── Given records ──
PR #1675, opened 2026-08-27
refactor(tests): extract shared provider helpers

anaPerezGhiglia:
- create new `tests::common::provider` module
- extract `new_provider` and similar customizable functions, together with `send_transaction` helper into it

### DIFF
--- a/crates/edr_provider/tests/common/mod.rs
+++ b/crates/edr_provider/tests/common/mod.rs
@@ -1,8 +1,6 @@
 /// Test utilities for blob transactions.
 #[allow(dead_code)]
 pub mod blob;
-/// Test utilities for constructing an L1 provider and issuing common requests.
-#[cfg(feature = "test-utils")]
 pub mod provider;
 
 pub fn help_test_method_invocation_serde<MethodInvocation>(call: MethodInvocation)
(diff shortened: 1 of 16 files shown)


crates/edr_provider/tests/common/mod.rs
───
→ **Exercise directions**
Every record must appear in the answer exactly as written.

→ **Written solution**
PR #1675, opened 2026-08-27
refactor(tests): extract shared provider helpers

anaPerezGhiglia:
- create new `tests::common::provider` module
- extract `new_provider` and similar customizable functions, together with `send_transaction` helper into it

### DIFF
--- a/crates/edr_provider/tests/common/mod.rs
+++ b/crates/edr_provider/tests/common/mod.rs
@@ -1,8 +1,6 @@
 /// Test utilities for blob transactions.
 #[allow(dead_code)]
 pub mod blob;
-/// Test utilities for constructing an L1 provider and issuing common requests.
-#[cfg(feature = "test-utils")]
 pub mod provider;
 
 pub fn help_test_method_invocation_serde<MethodInvocation>(call: MethodInvocation)
(diff shortened: 1 of 16 files shown)


crates/edr_provider/tests/common/mod.rs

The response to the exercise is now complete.